You see, I've made lots of mistakes this year. I'm pretty sure that I'm not alone in feeling like this has been an especially taxing and difficult season. We've come to the end of another year and I'm feeling emotionally exhausted, physically spent, and spiritually dry. I feel like the whole year has been one continual roller coaster of issues, one right after another. I've had to deal with marriage issues, church issues, extended family issues, children issues, friend issues, and COVID issues, all while still trying to figure out how to be Christ-like in all of the roles and interactions that I have. In fact, in all of these issues I've had to take a good, hard look at how I'm contributing to each of them and how I need to grow in order to do better. As I said, I've made a lot of mistakes… which is fine as long as I make amends, learn, and grow. If I've learned nothing from them all, then it truly has been a waste.


As I dwell on this, here are a couple of things that I have learned through this all; important principles I'm trying to apply to my life from here on out.

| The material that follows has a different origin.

PR #98, opened 2024-09-25
Adds 'should reject a basic pegin v1 with value exactly below minimum…

jeremy-then:
Adds 'should reject a basic pegin v1 with value exactly below minimum' test.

First, I've learned that I look too much for approval from others, especially when decision making. I want to be seen as wise, knowledgeable, and inspiring and all too often that influences how I make up my mind. This year I've had to make a lot of decisions about what to do with the COVID restrictions, especially as the leader of a local church. Do we still meet together? What should that meeting look like? Will we meet in homes? Will we still sing together? My decision-making hasn't been all bad on that front, but too often I was making the decision based on fear of what someone else might think. Will other leaders agree with me? If we make that decision, will people leave the church? If we do this, what will the government or people in the community think?

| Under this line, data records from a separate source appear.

PR #103, opened 2024-09-30
Adding repo owner input

rmoreliovlabs:


jeremy-then (dismissed):
LGTM.

fmacleal (approved):
looks good, straight to the point but working fine. Well done!

container-action/entrypoint.sh
fmacleal, line 1: suggestion:

Use the same `REPO_OWNER` in the line 26 for powpeg as well. Just to enable external contributors for them as well.

fmacleal (changes requested):
Just a small fix to use the `REPO_OWNER` for powpeg as well.

container-action/entrypoint.sh
rmoreliovlabs: Thanks for your input! I see where you're coming from, but I think using the same `REPO_OWNER` variable for both the forked `RSKJ` repo and the original Powpeg repo could lead to some confusion. If we set `REPO_OWNER` to the fork, we might inadvertently reference the wrong repository when working with Powpeg

It might make more sense to create a separate variable for Powpeg to avoid any conflicts. We could implement it similarly to how we handled it for RSKJ [here](https://github.com/rsksmart/rskj/pull/2774). What do you think?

Jesus didn't make decision like that. His criteria for decision-making was what He saw the Father doing. It was based in confidence in relationship with the Father, no matter who feel away or who was offended. Let's be honest, Jesus offended just about everyone that He came in contact with, but not because He was a jerk. It was because He was so sure of His mission and what He was there to do. I need to be the same. I need to be sure of my mission, to represent Jesus well in the town of Cochrane. I need to be so confident that I'm doing what He wants that I'm okay with offending others… not by being a jerk, but by obeying Jesus.

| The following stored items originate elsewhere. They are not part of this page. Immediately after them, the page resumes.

PR #106, opened 2024-10-02
Adds simple peginv1 test

jeremy-then:


lib/tests/2wp.js
```diff
@@ -105,13 +106,54 @@ const execute = (description, getRskHost) => {
...
+  
+      // Act
+  
+      const peginV1Data = [Buffer.from(createPeginV1TxData(peginV1RskRecipientAddress), 'hex')];
+  
+      const btcPeginTxHash = await sendPegin(rskTxHelper, btcTxHelper, senderRecipientInfo.btcSenderAddressInfo, Number(satoshisToBtc(peginValueInSatoshis)), peginV1Data);
+  
+      // Assert
+  
+      const expectedCountOfThisPeginUtxosInTheBridge = 1;
```
marcos-iov, line 127: maybe this could be the default value for the param in `ensurePeginIsRegistered`? What do you think?

lib/tests/2wp.js
```diff
@@ -105,13 +106,54 @@ const execute = (description, getRskHost) => {
...
+      await ensurePeginIsRegistered(rskTxHelper, btcPeginTxHash, expectedCountOfThisPeginUtxosInTheBridge);
+  
+      const expectedPeginProtocolVersion = '1';
```
marcos-iov, line 130: Same here

lib/tests/2wp.js
```diff
@@ -105,13 +106,54 @@ const execute = (description, getRskHost) => {
 
     });
 
+    it('should do a basic pegin v1 with the exact minimum value', async () => {
```
marcos-iov, line 109: Not sure if it's under your radar. But we should also have some tests that add the btc refund address to the op return payload.

Nothing will change since there won't be a refund, but we should check that the peg-in still works when we add that data.

And then some tests with invalid payloads, including invalid refund address data

lib/tests/2wp.js
jeremy-then: It is. I just wanted to express it explicitly here. I can remove it and use it like this for multiple utxos.

lib/tests/2wp.js
jeremy-then: It defaults to '0', at the `createExpectedPeginBtcEvent` level.

lib/tests/2wp.js
jeremy-then: Yes.

lib/tests/2wp.js
jeremy-then: Removed.

marcos-iov (approved):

Second, I need to speak truth and love to those around me a lot more. You see, I've found myself alternatively either avoiding saying something to someone because I was afraid of their reaction or how they would take it, or blazing ahead and saying hard things to people without love or good communication skill and really hurting them. Neither of these help relationship. I've caused myself and those around me a lot of emotional pain because of this. I realize that communicating well and honestly is actually one of the most important skills any person can ever have. Scripture says that "Death and life are in the power of the tongue, and those who love it will eat its fruits" (Prov. 18:21), meaning that how and what I speak will either tear someone down or build them up. I'm supposed to be in the business of building them up.

Jesus was the most compassionate, caring, loving person around, yet He never compromised on speaking the truth. He didn't avoid tough conversations, but He didn't skimp on loving the other person at the same time. This is exactly how we need to be as well.


When I look back at 2020, I want to look at it as a year of incredible value and worth. Probably not because of how easy it has been, because it's been anything but easy. More so because I want to see it as a year of growth, where I learned a lot of significant life lessons. I'm optimistic and hopeful for the future, not because my circumstances will likely get easier, but because God is in the business of bringing beauty for ashes. God loves to take awful circumstances in our lives and turn them into life-giving experiences because we've learned from Him and we're getting closer to Him. I'm looking forward to what God will produce from 2020.